# ford transit



## applepress (Dec 23, 2008)

any info on a converter for a rwd long wheelbase ford transit with fixed rear bed


----------



## 92859 (May 1, 2005)

*Transit*

Greetings,

The Chausson Welcome 28G has all you desire applepress, I have the Welcome 28SU with the rear U shaped lounge instead.


----------



## Mike48 (May 1, 2005)

Could you be a bit more specific? Are you looking for a new vehicle or are you interested in converting one yourself such as a self build? Or commissioning one perhaps. Do you want a panel van conversion, low profile or coachbuilt? All types can come with a fixed rear bed. 

You will get much help here but it is important for you to specify in precise terms the questions you are seeking answers to.


----------



## wooly (Oct 3, 2007)

Hi If you are looking for a Panel van conversion Nu Venture campers at Wigan converted a Mercedes spinter for me with a fixed rear bed. I would highly recomend, they did an excellent job and on time. Please note this was Nu Venture Campers not other firm - Nu Venture Motorehomes - also at Wigan of which I have no Knowledge


----------



## peejay (May 10, 2005)

applepress said:


> any info on a converter for a rwd long wheelbase ford transit with fixed rear bed


Hi & welcome to MHFacts, Fixed bed transit panelvan conversions are a bit thin on the ground, heres one though....
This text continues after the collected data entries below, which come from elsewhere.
PR #63202, opened 2025-09-16
[Enhancement]Optimize performance for the alter publish version in the lake table fast schema change.

zhangheihei:
## Why I'm doing:
Currently, lakePublishVersion executes the publishVersion serially by partition, which can be extremely time-consuming if there are many partitions.

## What I'm doing:
Serial actions are optimized for parallel execution
## What type of PR is this:

- [ ] BugFix
- [ ] Feature
- [x] Enhancement
- [ ] Refactor
- [ ] UT
- [ ] Doc
- [ ] Tool

- [ ] Feature removed

## Checklist:

- [ ] This is a backport pr

  - [ ] 4.1
  - [ ] 4.0
  - [ ] 3.5
  - [ ] 3.4
  - [ ] 3.3

### DIFF
--- a/fe/fe-core/src/main/java/com/starrocks/alter/AlterJobV2.java
+++ b/fe/fe-core/src/main/java/com/starrocks/alter/AlterJobV2.java
@@ -45,7 +45,6 @@ import com.starrocks.catalog.OlapTable.OlapTableState;
 import com.starrocks.catalog.TabletInvertedIndex;
 import com.starrocks.catalog.UserIdentity;
 import com.starrocks.common.Config;
-import com.starrocks.common.ThreadPoolManager;
 import com.starrocks.common.TraceManager;
 import com.starrocks.common.io.Writable;
 import com.starrocks.common.util.concurrent.lock.LockType;
@@ -69,8 +68,6 @@ import java.util.Optional;
 import java.util.concurrent.Callable;
 import java.util.concurrent.ExecutionException;
 import java.util.concurrent.Future;
-import java.util.concurrent.ThreadPoolExecutor;
-import javax.validation.constraints.NotNull;
 
 /*
  * Version 2 of AlterJob, for replacing the old version of AlterJob.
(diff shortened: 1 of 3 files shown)


eshishki:
@zhangheihei the direction is still valid — the per-partition loop in `lakePublishVersion()` is indeed serial today, and `file_bundling`'s aggregate path doesn't fix that: `aggregatePublishVersion` only collapses the *indexes within one partition* into a single batched call; the outer `for (physicalPartitionId ...)` loop is still sequential. So N partitions = N sequential round-trips regardless.

A few things to reconsider before this can move forward, though:

1. **Heads-up on a structural change since you opened this.** The aggregate-publish path (`useAggregatePublish`, #59102) landed after this PR, and your change only parallelizes the non-bundling branch — the bundling branch is left serial. A current fix would need to cover both.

>Horizons Unlimited Innovation 5<

Pete


----------



## applepress (Dec 23, 2008)

thanks for all suggestions I should have been more specific. I would ideally like to supply a new RWD transit long wheelbase panelvan to a converter. the van would be used for motorsport activities and would be towing a trailer. I would like to stick with transits as we already have experience of them in our business. I am probably trying to squeeze a pint into a half pint pot but my ideal conversion would have a fixed rear bed a tiolet/shower and two extra travel seats and avery basic kitchen. As a first timer is this too much .


----------



## cronkle (May 1, 2005)

applepress said:


> thanks for all suggestions I should have been more specific. I would ideally like to supply a new RWD transit long wheelbase panelvan to a converter. the van would be used for motorsport activities and would be towing a trailer. I would like to stick with transits as we already have experience of them in our business. I am probably trying to squeeze a pint into a half pint pot but my ideal conversion would have a fixed rear bed a tiolet/shower and two extra travel seats and avery basic kitchen. As a first timer is this too much .


I don't think you are asking too much. If you look at the layouts of the examples others have already given you and:

http://www.caravanfinder.co.uk/motorhome/Trade/8A7891E000CAD81A802573D70047FFD2/

and take ideas from them you should be able to give a converter an idea of what you want. Most vans of this configuration have a folding rear bed but you could leave it in the down position and have an almost fixed rear bed. 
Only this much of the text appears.